Now, admittedly, people stockpiling stuff from stores and selling it for a higher price on the internet is nothing new. Some people do it as a career, and they call it retail arbitrage. Some time ago, I spoke with a retail arbitrager named Shane Myers, and asked him about the ethics of what he was doing. He responded, “If you go to a retail store and buy all of one item, some of the customers might be a little upset at you. But you have to realize that, when you sell online and do retail arbitrage, you’re doing the exact same thing that Walmart or Target is doing. They’re buying an item at a low price, and they’re selling it to a user for more. It’s the exact same thing, but it has a negative connotation, because people don’t understand that Walmart is doing that, since they’re so used to going to the store to buy stuff.”
While he had a point — and still does, of course — saying that you can do it because big business does it, too, is at best a questionable attempt at moralizing something blatantly immoral (capitalism and all that mess).
But as everyone points their rage toward the people who are reselling toilet paper online, what does it say about our society that some of us feel the need to try to make a few extra bucks off of the coronavirus in the first place? Surely, reselling toilet paper or surgical masks on a small scale, rather than on the scale that big companies are already doing so, is far from a booming business. In fact, I texted a dude who was reselling face masks on Craigslist for $120 a box, and frankly, he was struggling. “This business is not good,” he told me in broken English. “We need people to consume masks, otherwise no real demand. If a lot of people wear masks everyday, then there will be a lot of business. But until now, you cannot see people wear masks at all, no matter what.” (The company he bought the masks from sure made money, though.)
Considering how many people are struggling to afford even basic health care, surely some of these alleged nasty people reselling goods in a time of need are just hoping to make enough money to keep themselves and their family healthy. Or maybe to stay afloat because the coronavirus halted their real job, and their company refuses to provide them with paid sick leave.

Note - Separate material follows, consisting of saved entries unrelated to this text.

PR #128, opened 2022-04-12
Add container store tests

bstandaert-ddg:
**Reviewer:**  @GioSensation 
**Asana:** https://app.asana.com/0/0/1202105131841960/f

## Description
Add tests for the container store


GioSensation (approved):
This is looking good. Are we including that weird hidden form in these test cases?

bstandaert-ddg:
It wasn't actually, added now.

(Although the field scoring for the contact form is correct, the issue is just that we don't detect it's hidden).

PR #134, opened 2022-04-25
Improve submit button identification

bstandaert-ddg:
**Reviewer:**  @GioSensation 
**Asana:** 

## Description

Depends on #100.


src/autofill-utils.js
```diff
@@ -275,7 +275,7 @@ const SUBMIT_BUTTON_REGEX = /submit|send|confirm|save|sign|log.?([io])n|buy|purc
 const isLikelyASubmitButton = (el) =>
     el.getAttribute('type') === 'submit' || // is explicitly set as "submit"
     /primary|submit/i.test(el.className) || // has high-signal submit classes
-    SUBMIT_BUTTON_REGEX.test(el.textContent || el.title) || // has high-signal text
+    SUBMIT_BUTTON_REGEX.test(el.textContent || el.title || el.value) || // has high-signal text
```
GioSensation, line 278: `value` is an optional attribute, so on elements like links it will be `undefined`. What about adding a further fallback like
```suggestion
    SUBMIT_BUTTON_REGEX.test(el.textContent || el.title || el.value || '') || // has high-signal text
```

src/Form/Form.js
```diff
@@ -221,16 +221,25 @@ class Form {
...
-            const title = button.title || ''
-            // trying to exclude the little buttons to show and hide passwords
-            return !/password|show|toggle|reveal|hide/i.test(content + ariaLabel + title)
-        })
+        return allButtons
+            .filter(isLikelyASubmitButton)
+            .filter((button) => {
+                const content = button.textContent || ''
+                const ariaLabel = button.getAttribute('aria-label') || ''
+                const title = button.title || ''
```
GioSensation, line 229: Should we add `button.value` here, too? Does that change the test results?

If we do add it, does it make sense to find a more elegant way to concatenate the strings rather than the `+ + +` below?

GioSensation: Even better, what if we add these checks right into `isLikelyASubmitButton`? It could also have positive effects on the accuracy of the login/signup detection. Do you mind giving it a go and seeing if it improves things?

If there are no negative effects on the test cases I would do it anyway, to centralise the logic and spare a loop 😉.

src/Form/Form.js
```diff
@@ -221,16 +221,25 @@ class Form {
...
+            })
+            // filter out buttons of the wrong type - login buttons on a signup form, signup buttons on a login form
+            .filter((button) => {
+                if (this.isLogin) {
+                    return !/sign.?up/i.test(button.textContent || '')
+                } else if (this.isSignup) {
+                    return !/(log|sign).?([io])n/i.test(button.textContent || '')
+                } else {
+                    return true
+                }
```
GioSensation, line 241: Mhm, so this is a little contrived. If you invert the regexes (login for signup and viceversa) you don't need the negations. We may also want to use the same strategy for button content we're using above (with `value`, `title`, `ariaLabel`). Is it worth extracting a function for something like `getButtonText` in autofill-utils.js or somewhere else?

GioSensation (changes requested):
Hey, I think this is awesome! It seems to fix a lot of inaccuracies. Do you mind checking my comments and see if we can improve it even further?

GioSensation:
Also, remember to run `npm start` to make sure you're building the output file, otherwise it won't pass CI checks. 😉

src/Form/Form.js
bstandaert-ddg: I've moved this into isLikelyASubmitButton so that value is used in both places; it didn't fix anything though.

> If we do add it, does it make sense to find a more elegant way to concatenate the strings rather than the + + + below?

`[content, ariaLabel, title].join("")`? It doesn't seem any nicer to me though.

src/Form/Form.js
bstandaert-ddg: I don't think this is true, because the regexes aren't inverses - there are buttons that match neither. Currently, on a login form, all buttons are allowed unless they match "sign up". If you do this:
```
if (this.isLogin) {
                    return /(log|sign).?([io])n/i.test(button.textContent || '')
                } else if (this.isSignup) {
                    return /sign.?up/i.test(button.textContent || '')
                } else {
                    return true
                }
```
Then only buttons matching "log in" are allowed, which causes a bunch of test failures.

(On an actual login form, it would be reasonable to assume that the submit button contains "log in". But formAnalyzer classifies everything as either login/sign up, so there are all kinds of other forms being classified as a login form).

bstandaert-ddg:
> Is it worth extracting a function for something like getButtonText in autofill-utils.js or somewhere else?

Maybe. One potential issue is that if you add ariaLabel here to match the unlikely regex matching:
https://github.com/duckduckgo/duckduckgo-autofill/blob/efebf13459e69ddfce73e9c092a958ef712bf93a/src/autofill-utils.js#L284
you get two test failures, from sites including sentences in the label that coincidentally match the likely regex.

bstandaert-ddg:
Any ideas how to fix this type error?
Screen Shot 2022-04-26 at 11 50 19 PM

`submitButtons` returns `HTMLElement`; `querySelectorAll` returns `Element`. It seems like it would be fine to cast one to the other here, but you can't do that since it's not a typescript file.

src/Form/Form.js
GioSensation: Yeah, I meant maybe moving it to a `const` above rather than inline. I would also add whitespace when concatenating. It may not be an issue now, but if we start using word boundaries in the regex it will cause unexpected failures.

src/Form/Form.js
GioSensation: You're right, of course 🤦‍♂️.

GioSensation:
> > Is it worth extracting a function for something like getButtonText in autofill-utils.js or somewhere else?
> 
> Maybe. One potential issue is that if you add ariaLabel here to match the unlikely regex matching:
> 
> https://github.com/duckduckgo/duckduckgo-autofill/blob/efebf13459e69ddfce73e9c092a958ef712bf93a/src/autofill-utils.js#L284
> 
> 
> you get two test failures, from sites including sentences in the label that coincidentally match the likely regex.

Alright, then let's forget about it for now. Thanks.

-------

> Any ideas how to fix this type error? Screen Shot 2022-04-26 at 11 50 19 PM
> 
> `submitButtons` returns `HTMLElement`; `querySelectorAll` returns `Element`. It seems like it would be fine to cast one to the other here, but you can't do that since it's not a typescript file.

Yeah, you can cast type using JSdocs annotations. It's ugly, but it should work. Something like:

```js
.filter((/** @type {HTMLElement} */ (button)) =>
```

Maybe you can even cast it above, in the const definition:

```js
/** @type {HTMLElement} */
const identifiedSubmitButtons
```

src/Form/Form.js
bstandaert-ddg: Yeah, good point. Done in fab18190a6afc510def8690712604007b114069a.

GioSensation (approved):
LGTM now. Thanks, Ben!

PR #8349, opened 2024-11-15
fix entry logic to not re-fetch data for the initial team

enahum:
#### Summary
We made some improvements to the performance of login here https://github.com/mattermost/mattermost-mobile/pull/8306 but there were two bugs that are fixed in this PR.

1. We were requesting channels, posts and others for the initial team even though we already have that data.
2. The exclusion of threads in DMs was checking for version 10.2.0 which is wrong, that PR just landed in master, so for the time being we just dedupe the models.

#### Ticket Link
N/A

#### Release Note
```release-note
NONE
```

### DIFF
--- a/app/actions/remote/thread.ts
+++ b/app/actions/remote/thread.ts
@@ -14,7 +14,6 @@ import {getConfigValue, getCurrentChannelId, getCurrentTeamId} from '@queries/se
 import {getIsCRTEnabled, getThreadById, getTeamThreadsSyncData} from '@queries/servers/thread';
 import {getCurrentUser} from '@queries/servers/user';
 import {getFullErrorMessage} from '@utils/errors';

Perhaps, then, like Myers said, our rage is somewhat misdirected. You can still be mad at the people trying to make money on eBay off of a pandemic, but big companies have been making money off of the coronavirus this whole time. On Wednesday night, right after President Trump announced to America that insurance companies “have agreed to waive all co-payments for coronavirus treatments,” those same companies immediately clarified that, actually, they’d only be waiving copays for “testing.” Because they need to add that sweet, sweet coronavirus cash to their already-giant pile of gold (and let’s not even get into the fact that they aren’t testing people quickly enough anyway).
Be mad at the people taking advantage. But also make sure to reserve some of your rage for the capitalistic system that promotes and encourages this kind of behavior, the one that forces people to scrape for every single penny they can get — even if that means selling toilet paper online for double the price to someone who just needs to take a shit.